Alternative Retirement Income Products

We would generally regard these pension reforms as a positive move as they provide retirees with more flexibility on how to spend their hard-earned money. They also show that the system is adapting to a modern-day.

However, there is a risk that this easy access to the pension pot will see people quickly work their way through the funds without careful consideration or any set strategy on how much to save, invest and spend.

It’s safe to say that the government is hoping for the best but not preparing for the worst. That’s why every individual must take matters into their own hands.

Solid and informed financial planning is a must for anyone who wishes to minimise the risk of running out of money in retirement and enjoy their later life without excess financial pressure.

The most common scenario for those approaching the age of 55 is that they won’t want to withdraw all their pension funds as soon as possible.

Indeed, there are many benefits to keeping your funds in the pot, not least for those enrolled in a workplace pension scheme who will continue to receive employer contributions.

Our population is also working later and later in life, which means that you may still be working towards your pension into your late 50s and even mid-60s.  This makes it all the more advisable to keep the money in your pot and continue to invest the funds until you need them.

You may also wish to take 25% tax-free and keep the rest invested with an annuity or a flexible income drawdown product for a different type of protection and growth.

What Does the Future Hold?

While we cannot yet be certain of the full impact of pension freedoms, we can take a look at the examples of the US and Australia where over-55s have had the flexibility to access pension cash for many more years.

Statistics show that around 40% of pensioners in Australia have emptied their pots by the age of 75 and even those following a more careful route are at risk of exhausting their funds due to longer life expectancies.

Data from the US shows that a typical American made their pension last 17 years, spending their fund at a rate of 8 per cent a year.

If British pensioners adopted similar spending patterns, then a man retiring at 65 would typically run out of money five years before death, while a woman would have to manage for seven more years.

How to Save Up Enough Money

The amount of money that you need to have in your pension pot varies between every individual but there are some key questions that a financial planner will ask to give you a good idea of the figures.

It’s also important to consider whether you might fall into a category considered vulnerable, such as those who retire early or those without any other assets.

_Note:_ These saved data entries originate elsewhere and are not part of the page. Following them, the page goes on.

PR #1516, opened 2018-04-20
Dominator analysis interface clean-up

Naghasan:
Remove the need to provide a CFG object when querying a dominator/post-dominator.
Updated all uses of the functions.


dnovillo:
Pushed to master as efc506192943262551728cbc8e6394e36ca2e348

PR #1517, opened 2018-04-20
Another fix for old XCode: std::set explicit ctor in test code

dneto0:


dneto0:
This problem is blocking Android NDK build.
LGTM.  I'm accountable for making this work.

PR #1518, opened 2018-04-23
Add Dead insert elmination back in.

s-perron:
This should have been part of the previous PR that introduced vector DCE.  It address @greg-lunarg comments.


s-perron:
@alan-baker I'm open to that. Do you have a particular reason?

alan-baker:
My thinking was is vector dce had a better run time, then run it first and let dead insert elim do the cleanup of the remainder.

s-perron:
That makes sense.  I made the chnage.

PR #1519, opened 2018-04-23
Support for loop fission.

davors72:
Pass to split loops when the loop exceeds a certain register pressure threshold. Threshold can be provided by the user as an integer value for total number of registers or a custom functor. Loops will check if they would violate any data dependency rules by splitting and will leave control flow intact for dead code elimination to remove afterwards.

### DIFF
--- a/source/opt/loop_fission.cpp
+++ b/source/opt/loop_fission.cpp
@@ -1,0 +1,508 @@
+// Copyright (c) 2018 Google LLC.
+//
+// Licensed under the Apache License, Version 2.0 (the "License");
+// you may not use this file except in compliance with the License.
+// You may obtain a copy of the License at
+//
+//     http://www.apache.org/licenses/LICENSE-2.0
+//
+// Unless required by applicable law or agreed to in writing, software
+// distributed under the License is distributed on an "AS IS" BASIS,
+// WITHOUT WARRANTIES OR CONDITIONS OF ANY KIND, either express or implied.
+// See the License for the specific language governing permissions and
+// limitations under the License.
+
+#include "opt/loop_fission.h"
+#include "opt/register_pressure.h"
+
+// Implement loop fission with an optional parameter to split only
+// if the register pressure in a given loop meets a certain criteria. This is
+// controlled via the constructors of LoopFissionPass.
+//
+// 1 - Build a list of loops to be split, these are top level loops (loops
+// without child loops themselves) which meet the register pressure criteria, as
+// determined by the ShouldSplitLoop method of LoopFissionPass.
+//
+// 2 - For each loop in the list, group each instruction into a set of related
+// instructions by traversing each instructions users and operands recursively.
+// We stop if we encounter an instruction we have seen before or an instruction
+// which we don't consider relevent (i.e OpLoopMerge). We then group these
+// groups into two different sets, one for the first loop and one for the
+// second.
+//
+// 3 - We then run CanPerformSplit to check that it would be legal to split a
+// loop using those two sets. We check that we haven't altered the relative
+// order load/stores appear in the binary and that we aren't breaking any
+// dependency between load/stores by splitting them into two loops. We also
+// check that none of the OpBranch instructions are dependent on a load as we
+// leave control flow structure intact and move only instructions in the body so
+// we want to avoid any loads with side affects or aliasing.
+//
+// 4 - We then split the loop by calling SplitLoop. This function clones the
+// loop and attaches it to the preheader and connects the new loops merge block
+// to the current loop header block. We then use the two sets built in step 2 to
+// remove instructions from each loop. If an instruction appears in the first
+// set it is removed from the second loop and vice versa.
+//
+// 5 - If the multiple split passes flag is set we check if each of the loops
+// still meet the register pressure criteria. If they do then we add them to the
+// list of loops to be split (created in step one) to allow for loops to be
+// split multiple times.
+//
+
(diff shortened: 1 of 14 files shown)


source/opt/loop_fission.cpp
```diff
@@ -0,0 +1,509 @@
...
+
+    // Add the instruction to the set of instructions already seen, this breaks
+    // recursion and allows us to ignore certain instructions.
+    seen_instructions_.insert(user);
+
+    // We want to traverse the operands of branches but we don't want to include
+    // them in the set.
+    if (!user->IsBranch()) {
+      inst_set.insert(user);
+    }
```
dnovillo: But if the branch itself is not included, how is this going to help?  I'm missing something here.  ISTM that you'd be splitting the branches of the conditional, but not the predicate itself.

source/opt/loop_fission.cpp
```diff
@@ -0,0 +1,509 @@
...
+}
+
+bool LoopFissionImpl::CanPerformSplit() {
+  // Return false if any of the condition instructions in the loop depend on a
+  // load.
+  if (load_used_in_condition_) {
+    return false;
+  }
+
+  // Build a list of all parent loops of this loop. Loop dependency analysis
```
dnovillo: s/dependency/dependence/

source/opt/loop_fission.cpp
```diff
@@ -0,0 +1,509 @@
...
+  // Traverse the def use chain of |inst| and add the users and uses of |inst|
+  // which are in the same loop to the |returned_set|.
+  void TraverseUseDef(ir::Instruction* inst,
+                      std::set<ir::Instruction*>* returned_set,
+                      bool ignore_phi_users = false, bool report_loads = false);
+
+  // We group the instructions in the block into two different groups, the
+  // instructions to be kept in the original loop and the ones to be cloned into
+  // the new loop. As the cloned loop is attached to the preheader it will be
+  // the first loop and the second loop will be the original.
```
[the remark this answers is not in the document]
davors72: I agree, that's better.

source/opt/loop_fission.cpp
```diff
@@ -0,0 +1,509 @@
...
+  // related to the loop condition and any if conditions should any of those
+  // instructions be a load.
+  bool load_used_in_condition_;
+};
+
+bool LoopFissionImpl::MovableInstruction(const ir::Instruction& inst) const {
+  return inst.opcode() == SpvOp::SpvOpLoad ||
+         inst.opcode() == SpvOp::SpvOpStore ||
+         inst.opcode() == SpvOp::SpvOpSelectionMerge ||
+         inst.opcode() == SpvOp::SpvOpPhi || inst.IsOpcodeCodeMotionSafe();
```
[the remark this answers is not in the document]
davors72: This function is just to white list instructions which don't have side effects, we do the data dependence checks after. The IsOpcodeCodeMotionSafe provides a list of instructions which that pass considered to be safe to move so I reused it and added the above exceptions for the instructions not included as the list was mostly the same

source/opt/loop_fission.cpp
davors72: When we group the instructions we first loop over the conditional control flow instructions and call each instruction with this traverse function to ensure that it is added to the seen_instructions_ set. We just ignore the inst_sets produced by that pass but it will mean that any, say, OpBranchConditionals and associated instructions will be ignored by the actual grouping pass which creates the sets. 

This check was to then stop any unconditional branches which would not be part of the effective blacklist created by the seen_instructions_ set. Looking at it now, I think it's confusing to break up the logic like that so I've moved the check to the same part that we deal with conditional branches.

source/opt/loop_fission.cpp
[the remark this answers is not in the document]
dnovillo: Ah, ok, so IsOpcodeCodeMotionSafe() may have to be renamed to IsOpcodeSideEffectFree (as it is checking for a stronger invariant).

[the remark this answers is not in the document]
dnovillo: This does not need to be done in this PR.  We can always rename it later.

source/opt/loop_fission.cpp
```diff
@@ -0,0 +1,508 @@
...
+          // split, split it again.
+          if (ShouldSplitLoop(*loop, c)) new_loops_to_split.push_back(loop);
+        }
+      }
+
+      // If the split multiple times flag has been set add the new loops which
+      // meet the splitting criteria into the list of loops to be split on the
+      // next iteration.
+      if (split_multiple_times_) {
+        inner_most_loops = std::move(new_loops_to_split);
```
dnovillo: Hmm, doesn't this invalidate the loop iterator?  I'm not actually sure it does.

davors72: I don't think it should invalidate, since it's just moving a list of pointers to loops managed by the analysis so it's not actually touching anything internal to the loop or analysis. But we aren't iterating directly over the loop at this point anyway, we're iterating over the inner_most_loops list to sidestep the iterator invalidation issue

dnovillo:
Re-based, re-tested and submitted as 9a5dd6fe88882005ea0433857e688581608bb210

dnovillo:
Re-based, re-tested and pushed upstream as 1dc245806082c4f4e79fec7e1aef57720f0e1221

dnovillo:
Disregard my previous comment.  I meant to update #1515.

PR #1523, opened 2018-04-24
Fixes #1521: PadToWord() should use std::move() in && variant

### LINKED ISSUE #1521: Use std::move(str) suggested with -Wreturn-std-move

A general rule of thumb is that a total retirement income of about two-thirds of the amount you were earning in work should be able to maintain the standard of living that you are used to.

An expert retirement planner will offer guidance on the best pathways and retirement income products for you. You deserve to enjoy a happy, relaxed and financially secure retirement after a lifetime of hard work, so let’s make it happen.

If you would like to discuss any aspect of retirement planning and the many options available to help secure your future finances, give our expert advisers at Vintage Wealth Management a call on 020 8371 3111 or email info@vintagewealth.co.uk

For more information on workplace pensions and auto-enrolment, contact Vintage Corporate at info@vintagecorporate.co.uk or call 020 8371 5232.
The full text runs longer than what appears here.